Repeat the records. Match each character exactly.

━━━━━━━━━━━━━━━━

PR #5497, opened 2019-10-28
fix: ensure compatibility with TS 3.7

domoritz:
Needed for https://github.com/jupyterlab/jupyterlab/pull/7428.

cc @jasongrout

### DIFF
--- a/package.json
+++ b/package.json
@@ -107,7 +107,7 @@
     "terser": "^4.3.9",
     "ts-jest": "^24.1.0",
     "ts-json-schema-generator": "^0.55.0",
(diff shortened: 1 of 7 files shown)


jasongrout:
Thanks!

jasongrout:
Do you have a timeline for release? (not to hurry or pressure you, just wanting to know when I can check back and resume work on  jupyterlab/jupyterlab#7428).

domoritz:
I'm hoping to get Vega-Lite 4 out in November so we don't block you. We can make a beta release anytime.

━━━━━━━━━━━━━━━━

▶ [Task result]
PR #5497, opened 2019-10-28
fix: ensure compatibility with TS 3.7

domoritz:
Needed for https://github.com/jupyterlab/jupyterlab/pull/7428.

cc @jasongrout

### DIFF
--- a/package.json
+++ b/package.json
@@ -107,7 +107,7 @@
     "terser": "^4.3.9",
     "ts-jest": "^24.1.0",
     "ts-json-schema-generator": "^0.55.0",
(diff shortened: 1 of 7 files shown)


jasongrout:
Thanks!

jasongrout:
Do you have a timeline for release? (not to hurry or pressure you, just wanting to know when I can check back and resume work on  jupyterlab/jupyterlab#7428).

domoritz:
I'm hoping to get Vega-Lite 4 out in November so we don't block you. We can make a beta release anytime.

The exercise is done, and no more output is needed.